■ **Work instruction**:
Return exactly the lines that run from the one containing "johncowen: You don't" to the end of the entries, with both ends included.

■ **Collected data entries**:
■ ■ ■ ■ ■ ■ ■

PR #602, opened 2023-02-01
chore: Adds injectable API client

johncowen:
This PR moves our `kumaApi` client to be an injectable/injected object.

In order to do this I didn't want to provide a `useAPI` or similar and go through the entire codebase changing everything as that would take quite a bit of churn. So I replaced the instantiation of `kumaApi` in `@/api/kumaApi` with a reference to the new API service in the service container.

As the `store` files where importing `kumaApi` and we are already importing `store` in the service container/composition root, this meant we have to avoid the circular dependencies. So I made some minimal tweaks to store so that kumaApi could be injected there also, and used a similar approach where we instantiate store so that the entire application uses the store from the service container.

I've also moved all the kumaApi related files/class into its own service folder in `@/services/kuma-api` (a lot of the green in the changset is this), but I've stopped short doing this for store related files for the moment at least.

~Which reminds me I've not added a README.md here for the new service, I'll do that shortly and add a commit on the end with that but please don't let that hold up initial review on the rest.~


johncowen:
Had a last minute change of mind here and decided to pass the entire config object through to `setup` instead of just a `boolean`. This should be ready for 👀 now.

src/store/index.ts
```diff
@@ -0,0 +1,664 @@
+import { StoreOptions } from 'vuex'
```
kleinfreund, line 1: **Suggestion**: Can I ask you to undo the renaming of this file, please? It’s not necessary and I don’t want to promote the possibility of importing from a path for a directory with an index file. Importing from `$PATH/storeConfig` is far more clear than importing from `$PATH` and is also much less ambiguous for module resolution algorithms which have to run more checks for resolving paths when importing using that style.

src/api/kumaApi.ts
```diff
@@ -1,227 +1,2 @@
...
-  }
-
-  getSinglePolicyEntity({ mesh, path, name }: { mesh: string, path: string, name: string }, params?: any): Promise<PolicyEntity> {
-    return this.client.get(`meshes/${mesh}/${path}/${name}`, { params })
-  }
-}
-
-export const kumaApi = new KumaApi()
+import { get, TOKENS } from '@/services'
+export const kumaApi = get(TOKENS.api)
```
kleinfreund, line 2: **Question**: I noticed that it’s no longer possible to jump to the kumaApi definition from a reference. For example, in my editor, when I Alt+Click on `kumaApi` in a piece of code, it used to take me to its implementation. This is now the definition in this file instead of the actual implementation of `kumaApi`.

Looking at this further, this seems to be the case for all services/utilities accessed via the dependency inversion setup because all of their definitions are now subject to the indirection of the dependency inversion pattern (i.e. where their respective service instances are retrieved).

This is quite a downgrade in terms of my developer experience. Is there anything we can do to fix that?

kleinfreund (changes requested):

src/api/kumaApi.ts
johncowen: Not sure if I follow, you want to jump to the definition of `kumaApi`?

The following is with VSCode (but its the same thing in vim etc) but I'm switching 'Alt-Click' for 'Command-Click' - which I think is the same thing in my world:

1. Open up say 'ServiceDetailView.vue', goto line 103 where it says `kumaApi`, I Command-Click on that (Goto Definition) and it takes me to `@/app/kumaApi.ts`. I've moved the definition of kumaAPI into a separate file now, so that's why you don't see the class here.
2. I Command-Click on the `api` part of `TOKENS.api` in `@/app/kumaApi.ts` and it takes me to the definition of `TOKENS.api` on line 24. This shows me that `TOKENS.api` is a `KumaAPI` service.
```javascript
api: service(KumaApi, { description: 'api' }),`
```
4. I Command-Click on `KumaApi` and it takes me to `@/services/kuma-api/KumaApi.ts` (what used to be in `@/app/kumaApi.ts`

Is this a downgrade? Or did I misunderstand? I think it's maybe one click/hop more, but to be fair the class probably should have been in a separate file anyway.

Also, probably worth noting that keeping `@/api/kumaApi.ts` is just a temporary workaround as I don't want to go through the entire codebase right now changing all the `import { kumaAPI } from '@/api/kumaApi'`s to `import { useAPI } from '@/services'`

src/store/index.ts
johncowen: I'm pretty sure it is necessary for all the contents not to be `storeConfig` otherwise we have circular dependency issues (we access the container in the `storeConfig` file so we can't then import that same file from the container file). This is just down to history/baggage, i.e. most of the app currently accesses the store from a hardcoded import instead of an injectable dependency. I don't want to go through the codebase right now changing all this, so I did the smallest amount of churn possible to keep the same functionality throughout the app, but make the app always access the store via the service container.

This was all because we need to make KumaApi injectable (the store uses KumaApi a great deal, but now we need to inject that in)

Happy to rename it to anything you like, let me know what works for you. I just chose `index` as its an _index_ of everything to do with the `store` (apart from the actual instances, which usually would come straight from the service container) and I couldn't think of anything else off the top of my head. It also makes things quite nice to work with imo as you can think of `index` exposing a public interface, and the rest should be private to the module - kinda like a JS module.

kleinfreund: > I'm pretty sure it is necessary for all the contents not to be storeConfig otherwise we have circular dependency issues (we access the container in the storeConfig file so we can't then import that same file from the container file).

Can you please explain what this means? Where does a circular dependency happen? Why does this prevent you from calling this file anything but index.ts?

> Happy to rename it to anything you like, let me know what works for you.

storeConfig.ts is perfectly adequate.

> I just chose index as its an index of everything to do with the store

The current file name of storeConfig does a better job at indicating what it contains because there is likely only going to be one of it in the entire code base whereas with the `$PATH/index.ts` pattern, there are potentially dozens of index files. It also allows developers to quickly open this file using an editor’s command palette by typing `storeConfig` (or some form of abbreviation of it). That’s also not possible if everything is in an index.ts file.

src/api/kumaApi.ts
kleinfreund: Yes, it’s precisely what you outline in those steps: it now takes me 4 steps instead of 1 and I need to remember that the token definition will actually have a reference to the actual API wrapper class. That is a downgrade.

It just would’ve been nice if that were simpler.

src/store/index.ts
johncowen: > Why does this prevent you from calling this file anything but index.ts?

It doesn't prevent me from calling it anything but `index.ts` it prevents me from putting all this in `storeConfig.ts`, anything else is fine.

> storeConfig.ts is perfectly adequate.

it prevents me from putting all this in `storeConfig.ts`, anything else is fine.

> Where does a circular dependency happen? 

If you look in storeConfig as its stands in this PR on the first line:

```
import { get, TOKENS } from '@/services'
```

If the things I need to import from inside the '@/services' file (i.e. `production` or `development`) import the the `@/services` file itself (as is the case with `storeConfig`) then there is a circular dependency.

src/api/kumaApi.ts
johncowen: Just so I undertstand correctly, its not that you can't find the definition, its because you have to click one more time than you did previously?

src/store/index.ts
kleinfreund: Can you think of a way to _not_ rename this file? I really don’t want to lose the ability to look up implementation files like this by popping open the command palette and typing `storeConfig`.

johncowen: You don't lose anything, you just type `store/index` instead of `storeConfig`, or am I not following here? I just changed the name of the file?

I can change it to `storeConfig` if you like, but then I have to change the name of the current `storeConfig` to something else. I don't mind, just let me know what fits you if you don't want `index`, just we need 2 files not 1.

johncowen: Ok so as discussed offline, I removed the one place where we were previously importing `storeConfig` (on `master` we import it from 2 places, but one of those was removed in this PR in favour of using the service container instead). This means we don't need to import the container into `storeConfig.ts` which then means I can then use `storeConfig.ts` for the contents of `index` without running into circular dependency issues, and lastly `index` went in the bin 🎉 

I think thats all that sorted now then?

kleinfreund: Yep, that’s all good now. 👍🏻

kleinfreund:
**Issue**: Something isn’t quite right currently. In the deployment preview, the following error happens and the page isn’t rendering:

```
Uncaught (in promise) TypeError: Cannot read properties of undefined (reading 'enabled')
```

johncowen:
> Issue: Something isn’t quite right currently. In the deployment preview, the following error happens and the page isn’t rendering:

Ah I kinda half noticed this during dev, but figured as we check for `import.meta.PROD` it wouldn't be an issue as yet. Sounds like preview is `PROD` so logging is enabled, but how the code was ordered the mock server hadn't been setup yet (seems like preview is kinda PROD with mocks, whereas dev isn't PROD but has mocks)

I changed the order here, and also changed the async/await-ness of this so that we aren't waiting for that `getConfig` call before we start the app, which is how it worked before.

kleinfreund (approved):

■ ■ ■ ■ ■ ■ ■

■ **Solution for this exercise**:
johncowen: You don't lose anything, you just type `store/index` instead of `storeConfig`, or am I not following here? I just changed the name of the file?

I can change it to `storeConfig` if you like, but then I have to change the name of the current `storeConfig` to something else. I don't mind, just let me know what fits you if you don't want `index`, just we need 2 files not 1.

johncowen: Ok so as discussed offline, I removed the one place where we were previously importing `storeConfig` (on `master` we import it from 2 places, but one of those was removed in this PR in favour of using the service container instead). This means we don't need to import the container into `storeConfig.ts` which then means I can then use `storeConfig.ts` for the contents of `index` without running into circular dependency issues, and lastly `index` went in the bin 🎉 

I think thats all that sorted now then?

kleinfreund: Yep, that’s all good now. 👍🏻

kleinfreund:
**Issue**: Something isn’t quite right currently. In the deployment preview, the following error happens and the page isn’t rendering:

```
Uncaught (in promise) TypeError: Cannot read properties of undefined (reading 'enabled')
```

johncowen:
> Issue: Something isn’t quite right currently. In the deployment preview, the following error happens and the page isn’t rendering:

Ah I kinda half noticed this during dev, but figured as we check for `import.meta.PROD` it wouldn't be an issue as yet. Sounds like preview is `PROD` so logging is enabled, but how the code was ordered the mock server hadn't been setup yet (seems like preview is kinda PROD with mocks, whereas dev isn't PROD but has mocks)

I changed the order here, and also changed the async/await-ness of this so that we aren't waiting for that `getConfig` call before we start the app, which is how it worked before.

kleinfreund (approved):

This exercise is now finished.